Work to complete:
Take the data below and extract the lines from the one with "The compatibility lifetime" to the one with "- Start another", inclusive, exactly as written.

Exercise data:
↓↓↓

PR #8845, opened 2026-08-31
fix(server): bound DPoP replay state

### LINKED ISSUE #9040: [Bug]: DPoP replay markers grow without bound
## Before submitting

## Area

apps/server

## Steps to reproduce

1. Start a server environment that accepts DPoP-authenticated requests.
2. Send valid DPoP requests with unique `jti` values.
3. Inspect the configured secrets directory after each request.
4. Separately, submit a token exchange with a valid DPoP proof and an invalid bootstrap credential.

## Expected behavior

Replay state should remain atomic while being retained only for the proof acceptance window. A token exchange should validate its bootstrap credential before writing replay state.

## Actual behavior

Each accepted proof creates a permanent `dpop-proof-<digest>.bin` file in the general secrets directory. Normal authenticated traffic adds one file per request, and no cleanup removes them. The token exchange path also records a valid proof before rejecting an invalid bootstrap credential, allowing file creation and `fsync` work without a usable credential.

## Impact

Major degradation over long-running or high-traffic server lifetimes due to unbounded file and inode growth. The finding affects availability and reliability; no credential disclosure was identified.

## Version or commit

`main` at `7963ac740`

## Investigation

Daybreak Blue confirmed the persistent allocation path and found that replay markers could also be lost across a partial bucket-boundary claim if writes were ordered incorrectly. Fable independently confirmed that normal DPoP traffic reproduces the unbounded growth and recommended a focused reliability fix with bounded, dedicated replay storage and credential preflight.

Proposed fix: #8845

solomonneas:
Fixes #9040

DPoP authentication previously created a permanent secrets-store file for every accepted proof. This change records empty, digest-named markers in overlapping ten-minute buckets and prunes only expired buckets. Claims write and sync the future bucket before the current bucket so a partial write still blocks replay across a boundary.

Bootstrap credentials are validated without consuming them before replay state is allocated. The final atomic consume still decides whether the exchange succeeds. Replay rejection during token exchange includes the DPoP challenge header.

**Upgrade requirement:** stop all older servers sharing the secrets directory and drain their requests before starting the new version. Mixed-version operation is unsupported. Existing canonical legacy markers are always checked and never created or deleted by the new store. New traffic uses bounded bucket storage, while existing legacy files remain as fixed migration residue. Rollback requires stopping all new-version writers and waiting at least six minutes before starting an older server. See the [migration guidance](https://github.com/solomonneas/t3code/blob/9eaf1d002/docs/internals/environment-auth.md#replay-store-upgrades-require-stopped-older-writers).

Verification:

- Focused replay, bootstrap, environment-authentication, and server tests: 219 passed across six files.
- Server typecheck and targeted lint/format checks: passed.
- New migration tests reproduced five failures before the fix, including late legacy replay, marker deletion, and unexpected lookup errors.
- Existing bucket-boundary and partial-write regression tests still pass. Independent-store concurrency permits only one successful claim.

Model and harness: GPT-6 via Codex.

## Summary by CodeRabbit

- **New Features**
  - Added stronger DPoP replay protection using time-based tracking.
  - Bootstrap credentials can now be validated without being consumed.
  - Invalid credential attempts no longer consume a DPoP proof’s replay state.

- **Bug Fixes**
  - Replayed DPoP proofs are rejected consistently, including across time boundaries.
  - Rejected DPoP requests now include the appropriate authentication challenge.

- **Documentation**
  - Added upgrade and rollback guidance for the new replay-protection behavior, including server coordination and clock requirements.


shivamhwp:

The compatibility lifetime is still tied to this instance's startup rather than the lifetime of proofs accepted by every writer sharing `secretsDir`.

- Start the new store at t=0. At t=359s, an old server accepts a fresh proof and atomically creates its legacy marker. At t=361s, the new store skips `claimLegacyMarker` and accepts the same thumbprint/jti. That proof is only two seconds old, well inside the five-minute acceptance window.
- Start another new-version store at t=420s and let it claim a proof. Its six-minute compatibility period writes a fresh legacy marker, but calling `prune` on the first store immediately deletes that marker. An old server can then accept the same proof during the newer store's advertised compatibility window.

`pruneLegacy` cannot erase every canonical legacy marker merely because one process is six minutes old, and `claim` cannot stop consulting that namespace while older writers may still accept proofs. This needs a coordinated migration boundary covering all writers, or an explicit requirement to stop old servers before transitioning. A longer process-local timer leaves the same failure at a later cutoff. Avoid bringing back unprotected stat-then-delete cleanup of reusable canonical marker names.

↑↑↑

Completed task:
The compatibility lifetime is still tied to this instance's startup rather than the lifetime of proofs accepted by every writer sharing `secretsDir`.

- Start the new store at t=0. At t=359s, an old server accepts a fresh proof and atomically creates its legacy marker. At t=361s, the new store skips `claimLegacyMarker` and accepts the same thumbprint/jti. That proof is only two seconds old, well inside the five-minute acceptance window.
- Start another new-version store at t=420s and let it claim a proof. Its six-minute compatibility period writes a fresh legacy marker, but calling `prune` on the first store immediately deletes that marker. An old server can then accept the same proof during the newer store's advertised compatibility window.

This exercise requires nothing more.